(It's getting too hard to fix the pic locations so forgive the messed up look of all this.)
We only met about five other groups of Americans on our trip. Iceland logs a lot more Europeans all of whom are packing mega cameras with foot-long zoom lenses. Regardless of the language barrier, BoyChild and GirlChild wormed their way into a soccer/football match to show off their skillz....*snort*....ok, well, the German family was REALLY nice and tolerant. Here they are having fun at about 10:30 pm. 24 hours of daylight is pretty damned cool, unless you're trying to sleep.
Sadly, Alice didn't bring a watch on the trip. A typical night's sleep with the sun streaming around the blackout curtains went like this:
Alice: What time is it?
Babycakes: Huh? Urgh....2:12.
Alice: Babycakes...what time is it?
Babycakes: *snore* Hunh? 4:25.
Alice: Wake up...what time is it?
We had a goal to get north of the Arctic Circle and had to fly a little 8-seater plane to get to the greater metropolitan area/island of Grimsey. It was hard to find our way through the maze-like concourses of their airport, but after stepping around the chainlink fence we made it to our tour guide, Katla.

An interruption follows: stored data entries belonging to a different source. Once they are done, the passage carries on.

Issue #462, opened 2016-12-26
How to upgrade cakephp/app?


littleylv:
With my many thanks for your CakePHP.

I got ``composer update`` to update vendors in my application. But I'm wondering how to upgrade cakephp/app?

I found you guys make many wonderfull PRs to cakephp/app which could be very useful for everyone's application.

I created my app using:
``composer create-project --prefer-dist cakephp/app [app_name]``

ADmad:
You will have to do the updates manually. Since this skeleton is a starting point for your app and the various files would have been modified as per your needs there isn't a way to provide automated upgrade.

littleylv:
I got you. @ADmad

PR #470, opened 2017-01-05
Add comment on updating the app skeleton

ravage84:
Refs: https://github.com/cakephp/app/issues/462

@ADmad hope you don't mind that I borrowed your summary on the situation.


inoas:
Maybe point to app.default.php, bootstrap.php, email.php Application.php and index.php as these are changed more often?

ravage84:
I'd rather create a section in the CakePHP Cookbook for that and link from here to there.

We chose the driving option around the island since the wind could best be described as hurricane. And so Katla drove us around the tiny island pointing out the puffins, kittiwakes and terns and letting us tourist pose by the pole marking out the Arctic Circle.
GirlChild: What was that?
Alice: Natural selection.
We headed south to visit the Jokulsarlon Glacial Lagoon soon after. Who wants to be lounging by pool while sipping Mojitos when you could be decked out like a sherpa? How do you like that hat? You better like that hat. I paid enough for it.
The lagoon was pretty spectacular, even with the crazy wind having blown all the icebergs to one side. That iceberg was so blue it looked fake.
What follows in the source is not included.